# Bars of Chocolate



## Shipbuilder

This doesn't really come under "galley" but as you can eat it, I suppose it is near enough.

When I first went to sea, I purchased a bar of chocolate from the onboard shop. (None-air conditioned ship). When I opened it, it was covered in leprous white splotches. Took it back to chief steward and he told me it was always like that, the heat did it. That it would taste OK and do me no harm. I found this to be true and continued to eat it, white spots and all for several years (never suffering any consequences) until I got on air-conditioned ships when it was of normal appearance. 

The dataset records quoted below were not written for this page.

PR #443, opened 2015-01-09
Update composer.json to use PSR-4

alexbowers:
PSR-0 is deprecated.
https://github.com/php-fig/fig-standards/blob/master/accepted/PSR-0.md

### DIFF
--- a/composer.json
+++ b/composer.json
@@ -28,12 +28,12 @@
     },
     "autoload": {
         "psr-4": {
-            "Phinx": "src/Phinx"
+            "Phinx\\": "src/Phinx"
         }
     },
     "autoload-dev": {
         "psr-4": {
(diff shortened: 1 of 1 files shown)


composer.json
```diff
@@ -27,13 +27,13 @@
         "squizlabs/php_codesniffer": "dev-phpcs-fixer"
     },
     "autoload": {
-        "psr-0": {
-            "Phinx": "src/"
+        "psr-4": {
+            "Phinx\\": "src/Phinx"
```
shadowhand: doesn't it need the trailing slash?

shadowhand: Hmm, tests passed, I guess not.

alexbowers: It does. I fixed it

Mentioned it today to my wife who was quite horrified, suggesting it was mould. I don't think it was, but any idea what chemical changes were occuring in it to make it look so awful?


----------



## eriskay

No - not mould - used to often see the same thing in the Middle East when there was no air-conditioning. Completely harmless, cannot remember the precise cause for the transformation but as I recall it's what happens naturally to cocoa/chocolate when exposed to certain temperature / humidity conditions.


----------



## stein

There is white chocolate to be had, maybe there is a relation between it and those white spots?


----------



## Lewis

Fat bloom is when the cocoa butter changes texture due to too warm of a temperature (above 75°). It can also be the sugar in the chocolate. 

You've probably seen a chocolate bar that has melted and then hardened again. It looks a bit streaked and greyish white.

Shouldn't do you any harm, just taste a bit stale.


----------



## Shipbuilder

As far as I recall, it tasted fine and I certainly never suffered any ill effects, but it did look pretty awful. The shop area must have been over 100 degrees in the tropics, I think it was down aft somewhere (JOYA MCCANCE, ore carrier).


----------



## Pat Kennedy

Shipbuilder said:


> As far as I recall, it tasted fine and I certainly never suffered any ill effects, but it did look pretty awful. The shop area must have been over 100 degrees in the tropics, I think it was down aft somewhere (JOYA MCCANCE, ore carrier).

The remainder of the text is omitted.